Much as I agree on the cheddar front, I did find a local cheese which can't get enough of: Queijo Paiva - Mistra de Lamego  Sheep, goat and cow milk cheese. Brilliant!


----------



## travelling-man (Jun 17, 2011)

Thanks Matt....... I'll look out for it.


----------



## zakooo (Jan 2, 2015)

hi,i had the same problem,wasting too much cheese.i solved this easily i just eat the lot now , no more wastage.


----------



## Speago (Jun 27, 2013)

Will give the potato peeler a try..


----------



## Mattskii (Oct 28, 2009)

Speago said:


> Will give the potato peeler a try..


Works a treat, I promise! Although the softer cheese can be tricky lol


----------



## baldilocks (Mar 7, 2010)

Mattskii said:


> Much as I agree on the cheddar front, I did find a local cheese which can't get enough of: Queijo Paiva - Mistra de Lamego  Sheep, goat and cow milk cheese. Brilliant!


Any of the three milks cheeses are good, although there are a few that are exceptional. If you are near the coast around Ericeira, there is one with a green label and a picture of a cow, sheep and goat that is excellent or was back in 1997 (hence I can't remember the name.)


----------



## weatherwatcher (Nov 27, 2011)

*cheese*

We buy cheddar cheese from Lidl in Pombal but we've also found a good cheese that is more like a very mature cheddar called Queijo Sao Jorge and have bought that in Mini Preco, you can also grate it and it doesn't have a thick skin on it either and is a reasonable price as I've found cheese here in Portugal can be quite expensive.


----------



## baldilocks (Mar 7, 2010)

weatherwatcher said:


> We buy cheddar cheese from Lidl in Pombal but we've also found a good cheese that is more like a very mature cheddar called Queijo Sao Jorge and have bought that in Mini Preco, you can also grate it and it doesn't have a thick skin on it either and is a reasonable price as I've found cheese here in Portugal can be quite expensive.

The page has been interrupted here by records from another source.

PR #3771, opened 2020-11-18
Plugins for baidu analytics

LeoooY:
## Motivation

I want my docusaurus site to support baidu analytics for tracking.

yes.

## Test Plan
All I need is to insert a script tag to the final index.html file with specific trackingID.

## Related PRs
none

### DIFF
--- a/website/docs/using-plugins.md
+++ b/website/docs/using-plugins.md
@@ -526,7 +526,7 @@ npm install --save @docusaurus/plugin-baidu-analytics
 
 ```js title="docusaurus.config.js"
 module.exports = {
-  plugins: ['@docusaurus/plugin-google-gtag'],
+  plugins: ['@docusaurus/plugin-baidu-analytics'],
   themeConfig: {
     gtag: {
       trackingID: 'xxxxxxxxx',
--- a/website/docs/using-plugins.md
+++ b/website/docs/using-plugins.md
@@ -512,6 +512,31 @@ module.exports = {
 };
 ```
 
+### `@docusaurus/plugin-baidu-analytics`
+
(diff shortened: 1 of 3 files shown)


slorber:
Thanks @LeoooY 

After discussing this internally, we think this plugin is not a good fit for our repo. We only include plugins that we use on our own website and know how to maintain.

You'd better publish the plugin under your own name, and add it to our community plugins doc.

Maybe we'll create a docusaurus org to host more community plugins, or create a docusaurus-community monorepo with most popular contribs, but for now no decision has been made regarding this, and we encourage you to maintain your own code over time

website/docs/using-plugins.md
```diff
@@ -512,6 +512,31 @@ module.exports = {
...
+npm install --save @docusaurus/plugin-baidu-analytics
+```
+
+**Configuration**
+
+```js title="docusaurus.config.js"
+module.exports = {
+  plugins: ['@docusaurus/plugin-baidu-analytics'],
+  themeConfig: {
+    gtag: {
```
slorber, line 531: that does not look good to have gtag here

LeoooY: my mistake, it should be like this.
```
module.exports = {
  plugins: [
      [ '@docusaurus/plugin-baidu-analytics',{ 
        trackingID: 'xxxxxxxxx',
        // Optional fields.
        trackingDEV: true, // Should insert tracking script in development? default to false} 
      ]
     ],
}
```
and thanks for your reply, I`d like to publish the plugin under my own name, and add it to community plugins doc.

slorber: great thanks

this triggered a discussion about a potential docusaurus org, will get back to you if a decision is made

The latest batch of cheddar in Lidl seems more like that French crap - a texture like rubber and tastes about the same.


----------



## Speago (Jun 27, 2013)

Thanks for the cheese advice everyone. We do occasionally treat ourselves to some cheddar from Lidl. Haven't had chance to check out the potato peeler method yet but will definitely be checking out the ones you have recommended.. Thanks.


----------



## Mattskii (Oct 28, 2009)

weatherwatcher said:


> We buy cheddar cheese from Lidl in Pombal but we've also found a good cheese that is more like a very mature cheddar called Queijo Sao Jorge and have bought that in Mini Preco, you can also grate it and it doesn't have a thick skin on it either and is a reasonable price as I've found cheese here in Portugal can be quite expensive.


I can seccond the Quijo Sao Joege - love it - always have a block in the fridge!  

The shop in Avalar sells English cheddar. Toany's is it?


----------



## baldilocks (Mar 7, 2010)

Goods said:


> feta cheese as replacment


For what? It is no replacement for the three-milks cheeses nor for English cheddar. Three milks cheeses (goat, cow and sheep) is quite a good substitute for something like white Stilton.


----------